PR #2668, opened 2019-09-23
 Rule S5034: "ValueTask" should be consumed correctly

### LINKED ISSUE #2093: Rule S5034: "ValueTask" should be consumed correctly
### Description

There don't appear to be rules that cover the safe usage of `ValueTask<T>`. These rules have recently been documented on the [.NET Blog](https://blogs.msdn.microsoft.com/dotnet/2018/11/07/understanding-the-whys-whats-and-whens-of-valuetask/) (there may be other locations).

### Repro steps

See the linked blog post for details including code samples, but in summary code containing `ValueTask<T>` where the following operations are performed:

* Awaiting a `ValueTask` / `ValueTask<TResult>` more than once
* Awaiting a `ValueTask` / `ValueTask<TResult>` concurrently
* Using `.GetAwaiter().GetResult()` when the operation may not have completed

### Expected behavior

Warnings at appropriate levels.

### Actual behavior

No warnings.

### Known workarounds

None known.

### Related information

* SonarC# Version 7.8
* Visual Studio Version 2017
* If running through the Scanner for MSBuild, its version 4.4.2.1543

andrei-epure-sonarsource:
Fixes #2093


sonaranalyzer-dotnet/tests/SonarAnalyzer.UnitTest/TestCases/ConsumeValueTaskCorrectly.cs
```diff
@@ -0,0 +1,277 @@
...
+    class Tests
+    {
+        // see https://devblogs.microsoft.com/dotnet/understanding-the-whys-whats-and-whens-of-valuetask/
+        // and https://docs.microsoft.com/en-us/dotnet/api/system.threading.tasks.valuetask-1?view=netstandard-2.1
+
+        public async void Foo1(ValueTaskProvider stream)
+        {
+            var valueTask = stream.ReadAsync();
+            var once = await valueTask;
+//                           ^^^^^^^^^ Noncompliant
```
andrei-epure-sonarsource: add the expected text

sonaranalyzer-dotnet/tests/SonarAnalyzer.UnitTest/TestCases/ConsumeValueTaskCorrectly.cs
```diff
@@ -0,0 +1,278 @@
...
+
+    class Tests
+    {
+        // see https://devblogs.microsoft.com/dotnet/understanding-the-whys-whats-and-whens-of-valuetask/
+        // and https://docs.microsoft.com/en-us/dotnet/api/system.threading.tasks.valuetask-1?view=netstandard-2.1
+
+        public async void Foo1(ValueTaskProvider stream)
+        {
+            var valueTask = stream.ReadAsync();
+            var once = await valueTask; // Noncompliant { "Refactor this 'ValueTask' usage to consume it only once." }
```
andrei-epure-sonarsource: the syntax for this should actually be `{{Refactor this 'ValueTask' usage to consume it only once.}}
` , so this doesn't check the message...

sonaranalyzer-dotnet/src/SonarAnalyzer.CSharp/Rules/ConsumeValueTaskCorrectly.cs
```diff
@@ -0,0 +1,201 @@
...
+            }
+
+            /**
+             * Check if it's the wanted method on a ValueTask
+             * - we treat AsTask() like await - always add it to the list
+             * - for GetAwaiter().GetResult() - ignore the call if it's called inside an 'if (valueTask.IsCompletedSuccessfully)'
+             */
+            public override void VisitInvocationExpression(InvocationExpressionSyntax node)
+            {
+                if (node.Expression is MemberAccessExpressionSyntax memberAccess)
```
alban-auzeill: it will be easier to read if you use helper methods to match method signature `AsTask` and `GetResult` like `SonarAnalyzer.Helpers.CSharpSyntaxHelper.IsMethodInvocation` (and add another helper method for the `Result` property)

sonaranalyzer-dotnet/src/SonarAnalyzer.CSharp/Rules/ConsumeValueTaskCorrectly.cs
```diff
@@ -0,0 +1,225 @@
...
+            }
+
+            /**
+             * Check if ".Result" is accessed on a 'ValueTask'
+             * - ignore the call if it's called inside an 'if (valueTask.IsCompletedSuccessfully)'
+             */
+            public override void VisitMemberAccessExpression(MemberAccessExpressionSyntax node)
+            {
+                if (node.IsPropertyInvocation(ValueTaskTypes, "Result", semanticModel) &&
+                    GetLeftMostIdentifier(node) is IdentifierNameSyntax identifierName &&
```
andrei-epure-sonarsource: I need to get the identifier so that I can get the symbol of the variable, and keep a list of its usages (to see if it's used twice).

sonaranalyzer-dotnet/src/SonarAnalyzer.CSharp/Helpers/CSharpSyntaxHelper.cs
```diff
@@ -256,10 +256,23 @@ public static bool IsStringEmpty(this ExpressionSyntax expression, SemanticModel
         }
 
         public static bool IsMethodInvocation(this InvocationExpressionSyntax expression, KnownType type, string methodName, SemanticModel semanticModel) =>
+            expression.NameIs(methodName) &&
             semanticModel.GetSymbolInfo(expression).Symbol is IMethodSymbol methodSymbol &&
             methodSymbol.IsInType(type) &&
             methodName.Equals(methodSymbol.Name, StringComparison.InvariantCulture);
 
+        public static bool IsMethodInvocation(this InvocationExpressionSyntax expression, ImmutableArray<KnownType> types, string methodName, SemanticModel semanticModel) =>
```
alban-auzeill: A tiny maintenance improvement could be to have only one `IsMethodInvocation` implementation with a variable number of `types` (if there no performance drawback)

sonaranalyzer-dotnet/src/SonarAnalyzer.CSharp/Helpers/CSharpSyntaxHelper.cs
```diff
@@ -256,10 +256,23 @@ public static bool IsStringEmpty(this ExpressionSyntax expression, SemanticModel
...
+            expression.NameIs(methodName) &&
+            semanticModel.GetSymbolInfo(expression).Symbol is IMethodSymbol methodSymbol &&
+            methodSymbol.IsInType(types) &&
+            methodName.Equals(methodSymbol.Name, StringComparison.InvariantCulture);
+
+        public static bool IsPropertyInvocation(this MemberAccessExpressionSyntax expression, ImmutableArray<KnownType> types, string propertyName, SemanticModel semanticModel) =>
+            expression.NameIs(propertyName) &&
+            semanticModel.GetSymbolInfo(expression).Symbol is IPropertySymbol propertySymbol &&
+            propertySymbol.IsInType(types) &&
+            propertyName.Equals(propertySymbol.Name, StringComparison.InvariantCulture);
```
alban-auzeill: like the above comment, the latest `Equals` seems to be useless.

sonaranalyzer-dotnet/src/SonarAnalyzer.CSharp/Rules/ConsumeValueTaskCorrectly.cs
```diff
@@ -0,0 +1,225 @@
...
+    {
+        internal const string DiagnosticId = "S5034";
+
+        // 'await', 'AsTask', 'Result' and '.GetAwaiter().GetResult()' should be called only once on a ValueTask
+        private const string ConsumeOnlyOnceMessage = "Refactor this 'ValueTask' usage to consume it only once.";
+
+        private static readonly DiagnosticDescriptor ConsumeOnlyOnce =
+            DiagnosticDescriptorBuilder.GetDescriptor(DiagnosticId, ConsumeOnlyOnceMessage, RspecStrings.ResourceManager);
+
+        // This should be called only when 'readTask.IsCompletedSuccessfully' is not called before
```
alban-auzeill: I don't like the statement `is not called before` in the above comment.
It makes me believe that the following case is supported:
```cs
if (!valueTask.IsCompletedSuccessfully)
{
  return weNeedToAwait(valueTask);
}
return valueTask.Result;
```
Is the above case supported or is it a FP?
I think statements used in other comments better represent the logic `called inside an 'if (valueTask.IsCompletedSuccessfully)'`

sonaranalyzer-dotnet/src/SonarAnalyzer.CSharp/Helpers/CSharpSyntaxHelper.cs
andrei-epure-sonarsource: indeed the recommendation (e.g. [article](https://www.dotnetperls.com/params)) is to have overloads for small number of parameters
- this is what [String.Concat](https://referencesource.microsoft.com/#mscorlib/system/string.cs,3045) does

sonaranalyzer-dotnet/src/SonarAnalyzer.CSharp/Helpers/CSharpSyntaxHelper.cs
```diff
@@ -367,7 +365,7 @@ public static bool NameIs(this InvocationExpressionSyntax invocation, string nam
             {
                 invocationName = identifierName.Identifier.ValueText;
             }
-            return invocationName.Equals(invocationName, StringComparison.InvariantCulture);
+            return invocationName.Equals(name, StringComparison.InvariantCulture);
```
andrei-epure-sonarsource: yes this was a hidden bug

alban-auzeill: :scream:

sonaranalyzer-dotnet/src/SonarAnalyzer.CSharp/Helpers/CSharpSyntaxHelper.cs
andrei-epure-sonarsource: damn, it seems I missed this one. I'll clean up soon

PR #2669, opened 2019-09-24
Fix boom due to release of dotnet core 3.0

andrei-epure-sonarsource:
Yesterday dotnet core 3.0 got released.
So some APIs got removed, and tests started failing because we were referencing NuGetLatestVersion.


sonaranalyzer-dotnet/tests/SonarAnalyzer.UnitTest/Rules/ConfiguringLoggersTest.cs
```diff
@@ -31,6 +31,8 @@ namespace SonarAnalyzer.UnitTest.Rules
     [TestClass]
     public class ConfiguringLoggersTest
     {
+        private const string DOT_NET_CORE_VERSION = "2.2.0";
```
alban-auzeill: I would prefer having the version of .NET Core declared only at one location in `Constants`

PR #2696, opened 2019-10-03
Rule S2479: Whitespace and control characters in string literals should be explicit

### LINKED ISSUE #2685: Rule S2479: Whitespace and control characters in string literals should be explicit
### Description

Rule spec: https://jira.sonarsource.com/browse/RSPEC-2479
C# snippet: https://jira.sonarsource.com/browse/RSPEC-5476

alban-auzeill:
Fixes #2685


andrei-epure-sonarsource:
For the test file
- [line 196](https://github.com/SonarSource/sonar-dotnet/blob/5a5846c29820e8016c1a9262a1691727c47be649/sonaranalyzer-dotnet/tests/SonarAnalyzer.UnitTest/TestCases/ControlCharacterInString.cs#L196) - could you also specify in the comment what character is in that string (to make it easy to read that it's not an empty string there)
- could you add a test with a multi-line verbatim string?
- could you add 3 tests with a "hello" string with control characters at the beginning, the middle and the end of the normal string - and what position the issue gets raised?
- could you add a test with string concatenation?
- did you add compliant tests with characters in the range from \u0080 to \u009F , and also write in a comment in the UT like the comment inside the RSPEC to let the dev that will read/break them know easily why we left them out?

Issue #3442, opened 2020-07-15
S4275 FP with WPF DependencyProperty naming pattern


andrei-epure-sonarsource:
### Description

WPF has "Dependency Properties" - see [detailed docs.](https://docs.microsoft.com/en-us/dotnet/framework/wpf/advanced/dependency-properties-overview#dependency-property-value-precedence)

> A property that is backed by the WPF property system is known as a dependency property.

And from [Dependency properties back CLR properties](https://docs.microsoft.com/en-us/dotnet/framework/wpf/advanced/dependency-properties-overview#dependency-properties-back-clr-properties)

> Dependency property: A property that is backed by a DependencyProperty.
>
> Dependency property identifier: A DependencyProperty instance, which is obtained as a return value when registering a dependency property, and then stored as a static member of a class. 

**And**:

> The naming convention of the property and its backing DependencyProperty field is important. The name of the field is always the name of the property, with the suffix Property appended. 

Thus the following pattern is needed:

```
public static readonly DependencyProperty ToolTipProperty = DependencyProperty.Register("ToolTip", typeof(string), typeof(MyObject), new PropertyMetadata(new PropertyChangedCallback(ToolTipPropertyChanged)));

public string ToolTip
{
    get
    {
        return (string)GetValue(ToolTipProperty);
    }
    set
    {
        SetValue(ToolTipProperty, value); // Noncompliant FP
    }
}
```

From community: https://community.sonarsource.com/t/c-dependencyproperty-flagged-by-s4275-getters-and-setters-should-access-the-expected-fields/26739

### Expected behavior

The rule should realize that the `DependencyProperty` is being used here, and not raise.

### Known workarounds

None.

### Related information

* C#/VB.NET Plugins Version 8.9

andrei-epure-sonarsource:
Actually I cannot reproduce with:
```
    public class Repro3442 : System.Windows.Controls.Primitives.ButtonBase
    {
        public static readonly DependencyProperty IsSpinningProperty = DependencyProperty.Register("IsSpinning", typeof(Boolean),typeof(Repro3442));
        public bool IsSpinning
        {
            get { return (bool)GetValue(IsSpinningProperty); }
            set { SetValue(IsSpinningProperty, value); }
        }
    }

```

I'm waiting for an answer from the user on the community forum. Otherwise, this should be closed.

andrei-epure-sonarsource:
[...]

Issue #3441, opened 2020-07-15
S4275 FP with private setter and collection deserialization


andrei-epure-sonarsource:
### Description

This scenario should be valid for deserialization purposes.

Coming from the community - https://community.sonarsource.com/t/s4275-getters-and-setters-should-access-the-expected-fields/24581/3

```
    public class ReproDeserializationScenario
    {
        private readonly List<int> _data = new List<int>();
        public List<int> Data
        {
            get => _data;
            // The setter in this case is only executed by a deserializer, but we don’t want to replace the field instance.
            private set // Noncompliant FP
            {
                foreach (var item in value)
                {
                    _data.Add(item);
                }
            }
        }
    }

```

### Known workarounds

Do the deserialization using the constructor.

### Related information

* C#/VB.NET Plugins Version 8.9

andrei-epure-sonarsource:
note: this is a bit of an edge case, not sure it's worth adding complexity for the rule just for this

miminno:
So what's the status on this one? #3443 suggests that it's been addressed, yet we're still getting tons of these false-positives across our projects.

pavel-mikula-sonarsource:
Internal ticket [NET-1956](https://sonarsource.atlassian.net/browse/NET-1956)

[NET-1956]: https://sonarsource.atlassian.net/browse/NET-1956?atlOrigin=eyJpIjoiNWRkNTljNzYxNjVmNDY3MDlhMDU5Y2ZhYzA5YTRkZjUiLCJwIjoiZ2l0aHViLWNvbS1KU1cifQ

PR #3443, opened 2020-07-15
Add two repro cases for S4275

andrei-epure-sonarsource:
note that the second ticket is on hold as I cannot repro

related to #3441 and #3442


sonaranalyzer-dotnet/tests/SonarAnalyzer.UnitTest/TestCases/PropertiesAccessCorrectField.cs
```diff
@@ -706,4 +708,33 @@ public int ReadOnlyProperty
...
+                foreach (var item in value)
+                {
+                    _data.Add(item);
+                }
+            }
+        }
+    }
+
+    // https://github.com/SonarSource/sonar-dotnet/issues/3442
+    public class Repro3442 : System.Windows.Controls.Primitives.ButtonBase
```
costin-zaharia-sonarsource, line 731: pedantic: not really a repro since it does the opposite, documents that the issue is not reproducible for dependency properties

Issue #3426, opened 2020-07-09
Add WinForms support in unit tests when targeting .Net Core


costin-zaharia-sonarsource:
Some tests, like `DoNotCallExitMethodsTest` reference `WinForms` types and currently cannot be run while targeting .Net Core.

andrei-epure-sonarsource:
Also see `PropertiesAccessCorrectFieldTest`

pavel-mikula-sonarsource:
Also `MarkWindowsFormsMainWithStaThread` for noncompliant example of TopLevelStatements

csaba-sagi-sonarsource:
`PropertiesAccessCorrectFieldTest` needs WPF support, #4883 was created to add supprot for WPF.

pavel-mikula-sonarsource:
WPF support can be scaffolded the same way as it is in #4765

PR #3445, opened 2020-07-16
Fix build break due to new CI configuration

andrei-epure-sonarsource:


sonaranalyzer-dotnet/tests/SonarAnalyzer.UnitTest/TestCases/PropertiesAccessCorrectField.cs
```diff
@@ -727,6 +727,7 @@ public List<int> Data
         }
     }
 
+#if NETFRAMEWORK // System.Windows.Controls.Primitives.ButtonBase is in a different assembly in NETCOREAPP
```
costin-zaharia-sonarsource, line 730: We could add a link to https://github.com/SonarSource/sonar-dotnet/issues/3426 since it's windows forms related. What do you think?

[WHAT TO PRODUCE] Set down verbatim only the lines between the start of the data above and the line with "Fixes #2093", both boundaries included.

[ANSWER TO THIS TASK]
PR #2668, opened 2019-09-23
 Rule S5034: "ValueTask" should be consumed correctly

### LINKED ISSUE #2093: Rule S5034: "ValueTask" should be consumed correctly
### Description

There don't appear to be rules that cover the safe usage of `ValueTask<T>`. These rules have recently been documented on the [.NET Blog](https://blogs.msdn.microsoft.com/dotnet/2018/11/07/understanding-the-whys-whats-and-whens-of-valuetask/) (there may be other locations).

### Repro steps

See the linked blog post for details including code samples, but in summary code containing `ValueTask<T>` where the following operations are performed:

* Awaiting a `ValueTask` / `ValueTask<TResult>` more than once
* Awaiting a `ValueTask` / `ValueTask<TResult>` concurrently
* Using `.GetAwaiter().GetResult()` when the operation may not have completed

### Expected behavior

Warnings at appropriate levels.

### Actual behavior

No warnings.

### Known workarounds

None known.

### Related information

* SonarC# Version 7.8
* Visual Studio Version 2017
* If running through the Scanner for MSBuild, its version 4.4.2.1543

andrei-epure-sonarsource:
Fixes #2093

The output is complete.